Friday, February 24, 2006

Pretty in white

Around 2:30 this morning there was a thunderclap so loud it woke me up and rattled the windows. When I jumped up to look outside, I found an inch or so of snow on the ground, and more falling. I lay in bed for a while wondering how long it would take the effects of a neutron bomb to appear; not comforting thoughts upon which to return to slumber.
A check-back appointment for my mother turned into a multi-houred odyssey; everything was pretty much on time, but we had to to the lab to get blood drawn, and what with one thing and another, the morning and early afternoon are shot. Nothing has been solved or resolved.
We're hiking down to Fremont to the co-op to shop for some good food.
This bizarre stretch of my mom's health woes is getting to me. Now reading Hesse seems a comfort, since it anesthetizes me.

4 Comments:

Blogger Unknown said...

Better literature than the sauce to anethstitize one's soul. Blog on sister.

8:20 PM  
Blogger isabelita said...

Yeah, likker makes me too wakeful, spike!

10:14 PM  
Blogger Neil Shakespeare said...

Hmmm.

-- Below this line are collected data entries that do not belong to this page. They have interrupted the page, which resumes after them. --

PR #2688, opened 2025-01-21
Make sure config is fully serialized to provenance json

maxnoe:


maxnoe:
With the changes made here, we are no down to the quantity.

I can test if storing the string works now.

Concerning the enums, it might be better to not rely on the implicit `IntEnum` or `StrEnum` but add an explicit case that stores `<Enum>.name` into the json file.

kosack:
> can test if storing the string works now.

What is allowed if these are specified on the command-line or in a YAML config? I guess it's just the string?  There would in any case only be two options: a single string `"option"="12 TeV"` or separating it into value and unit, e.g. `"option"={value="12",unit="TeV"}`

kosack (approved):

src/ctapipe/core/tests/test_tool.py
```diff
@@ -477,15 +479,33 @@ def start(self):
...
+
+    tool = MyTool()
+    config = {
+        "MyTool": {
+            "value": 10.0,
+            "path": str(tmp_path / "foo.txt"),
+            "time": "2025-01-01T00:00:00",
+            "Comp": {
+                "quantity": {"value": 5.0, "unit": "m"},
+            },
```
mexanick, line 504: let's add also a TelescopeParameter to test, to make sure that we can correctly serialize UserList of the AstroQuantities

maxnoe: done

mexanick (dismissed):

mexanick (approved):

kosack (approved):

PR #2916, opened 2026-01-13
Merge telescope-wise data from the same OB

### LINKED ISSUE #1625: Horizontal merging of DL1 files
To process observed data, e.g. MAGIC + LST, using stage1, we need a tool to merge DL1 files horizontally (merging subarrays instead of appending events).

TjarkMiener:
This PR adds a new merge strategy for combining telescope-wise data from the same OB. It also added a static method to the `SubarrayDescription` to merge subarrays into one. 

---
closes #1625

### DIFF
--- a/src/ctapipe/io/hdf5merger.py
+++ b/src/ctapipe/io/hdf5merger.py
@@ -223,11 +223,11 @@ class HDF5Merger(Component):
             )
         self.combine_telescope_data = self.merge_strategy == "combine-telescope-data"
         if self.combine_telescope_data and (
-            not self.telescope_events or self.dl2_subarray
+            not self.telescope_events or self.dl2_telescope or self.dl2_subarray
         ):
             raise traits.TraitError(
                 "Merge strategy 'combine-telescope-data' requires telescope_events=True "
-                "and dl2_subarray=False"
+                "and dl2_telescope=False and dl2_subarray=False"
             )
 
         output_exists = self.output_path.exists()
--- a/src/ctapipe/io/hdf5dataformat.py
+++ b/src/ctapipe/io/hdf5dataformat.py
@@ -43,6 +43,7 @@ __all__ = [
     "DL2_TEL_GEOMETRY_GROUP",
     "DL2_TEL_ENERGY_GROUP",
     "DL2_TEL_PARTICLETYPE_GROUP",
+    "DL2_TEL_IMPACT_GROUP",
     "DL0_TEL_POINTING_GROUP",
     "DL1_SUBARRAY_POINTING_GROUP",
     "DL1_TEL_POINTING_GROUP",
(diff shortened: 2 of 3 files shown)


src/ctapipe/io/hdf5merger.py
```diff
@@ -576,22 +693,40 @@ def _append_subarray(self, other):
...
+                self.subarray.to_hdf(self.h5file)
+
+        if not self.combine_telescope_data:
+            # Relax subarray matching requirements for attaching
+            # monitoring data of the same observation block.
+            if not self.single_ob or not self.attach_monitoring:
+                if self.subarray != subarray:
+                    raise CannotMerge(
+                        f"Subarrays do not match for file: {other.filename}"
+                    )
```
TjarkMiener: @Voutsi the default merge strategy will check if the subarrays match between different observation blocks. For your use case you would need to disable that check? Should we add another merge strategy for this then?

TjarkMiener: > Thinking about it, you just cannot simply combine subarrays, there are multiple arrays in the data that are arrays of length `n_telescopes`. You need to change these values to be consistent over all events, e.g.the `tels_with_trigger` in the trigger subarray trigger table.

Yes, we need to run the `_flush()` also for this usecase. I added a new merge strategy 'events-multiple-obs-different-subarrays' for it. I also exclude DL2 subarray from the merging since it is not really needed and it will contain arrays of length `n_telescopes`. It is also not a simple merge since it will involve some logic of how to combine those predictions.

TjarkMiener:
@maxnoe Sorry for the long silence, I misinterpreted your comment about the multiple files slightly. First, I thought with multiple files you mean per `tel_id` and then the `cross-calibration` tool should be able to digest those telescope-wise files (but then the crucial stereo impact reco is missing). Now, I think you mean that the cross calibration should just be able to digest per `obs_id` stereo DL2 files and keep track of the `SubarrayDescription` per `obs_id` since they can differ. Therefore indeed, we do not need the merge strategy `events-multiple-obs-different-subarrays`, so the last two commits should be removed. The overall pseudo-workflow would look like this:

How long before the effects of a neutron bomb would appear...? I don't know. But I once knew a guy in the Danish National Guard. His job, should an atomic bomb fall on Denmark, was "...to get as close to the bomb as possible and report back." He had it all planned. He was going to report back from Buenos Aires.

1:38 AM  
Blogger zelda1 said...

I'm not sure about the bomb either, but do you remember the movie that was out in the early 80s about after the bomb is dropped? Anyway, my children saw a piece of that movie before I realized that it might not be suitable for their age. We always lived in the desert and they never saw rain much less snow or ice or anything like that. Then, when they were around 7 or 8, we came to Arkansas to visit my sisters and it began to snow, and my son freaked out, he thought a bomb had been dropped and the snow was the fallout from the bomb. It took us for ever to convince him that it was snow, the stuff he had seen in the books and not nuclear rain or whatever that stuff is called. Geeze, my children were deprived. He also thought three little trees constitued a forrest, and who puts the shoes on the cows, which were really horses but he had never seen either except in a book so it was understandable that he would get them confused. But he knew the name and time period of every dinosaur known to man.